This is again a compensated circuit (now there is monomania) – it must allow the internal resistance of the motor to run at a constant speed – or close to it – regardless of speed.

However, despite the many scratches and many sheets of paper, I can’t output a transfer function to prove to me that V_{emf} can only be proportional to V_{in} (actually -V_{in} since the control voltage must be negative) regardless of the motor current – not to mention the choice of the ratio of the resistor that will ensure this connection.

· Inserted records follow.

PR #244, opened 2023-12-06
Fix comm size check

s-mayani:
In Communicate.h isend(), there is a check for message count exceeding INT_MAX. However, currently this check is only checking whether the position where we are writing is bigger than INT_MAX, but not whether the message size being written is bigger than INT_MAX. This is because actually `getSize()` gives the buffer position and not its capacity, so this should be changed to `getBufferSize()`.


matt-frey:
This PR also adds a missing argument to the get function of the RMA interface.

aaadelmann (approved):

Furthermore, I think the text tells me that the replacement of R_{3} with a variable resistor will allow me to adjust the situation while the motor warms up and R_{m} changes, but it seems to me that it will adjust the gain at the same time.

According to the text R_{s} must be less than R_{m}.R_{1}/ Р_{2} (which seems to make sense).

And R3 must be equal to R_{2}/ ((R_{m}/ Р_{s}) – (Р_{2}/ Р_{1})), which seems to be an open circuit if R_{s} was the same as P_{m}.R_{1}/ Р_{2} instead of less? – but even this simple scheme defeats me.

It will help!

**UPDATE**:

Someone (I don’t know who) from Texas Instruments noticed this blog and helpfully arranged an explanation:

The core circuit claims to be a negative resistance generator (represented by the engine load). If so, then the IR losses in the motor will be canceled. Only EMF remains in the simplified engine model.

The new task is to calculate how this is negative resistance. Is it really -12 ohms?

Yes it is.

Since this is a linear circuit, the easy method is to find Vth and In (Thevenin voltage and Norton current) – open / short test.

The V is simple, with an open load [think ideal lossless motor] Vth is VIN * -R2 / R1 because there is 0V as common mode voltage (Vcm) and 0V on R3 – so there is no current on R3; as if he were not there. Vo = Vin * -10

“In” is a little harder; short load makes Vo = Vcm = Rs * In; The input current of the operational amplifier is assumed to be zero.

C Vcm = Vo; no R2 current. So R1 and R3 make a simple voltage divider. Vcm = Vo = VIN * R3 / (R1 + R3)

Put them together; Vo = Vcm = In * Rs = VIN * R3 / (R1 + R3)

In * Rs = VIN * R3 / (R1 + R3)

In = VIN * R3 / (R1 + R3) / Rs

B = VIN * 5/6

With VIN = 0; both sets of equations are obtained; 0V and 0A; so the end result will be resistive (zero offsets)

Vth / In = VIN * -R2 / R1 / (VIN * R3 / (R1 + R3) / Rs)

Vth / In = VIN * -R2 / R1 * (R1 + R3) * Rs / (VIN * R3)

Vth / In = -R2 / R1 * (R1 + R3) * Rs / R3)

Rout = -R2 / R1 * (R1 + R3) * Rs / R3)

Route = -10 * 6k * 1 ohm / 5k = -60k / 5k * [1 ohm]

Route = -12 ohms

The purpose of the R3 is to make the engine voltage higher than the ideal Vemf. Placing R3 gives an increase in motor voltage beyond the EMF of the motor.

Looking at this step by step:

1) The voltage in general mode is I[motor] * Rs

2) This voltage in common mode creates a current of resistor R3; I[motor] * Rs / R3

3) This current R3 also passes through R2 to make the motor voltage higher

4) The increased motor voltage is I[motor] * Rs / R3 * R2

Remember that this open loop solution is open; So experimental compensation will probably be needed.

Many thanks for this, it is the most comprehensive in terms of negative resistance – I had completely forgotten about the analysis of short circuit and open circuit.

I wonder if some good soul in TI could derive a common transfer function for Vemf with respect to Vin?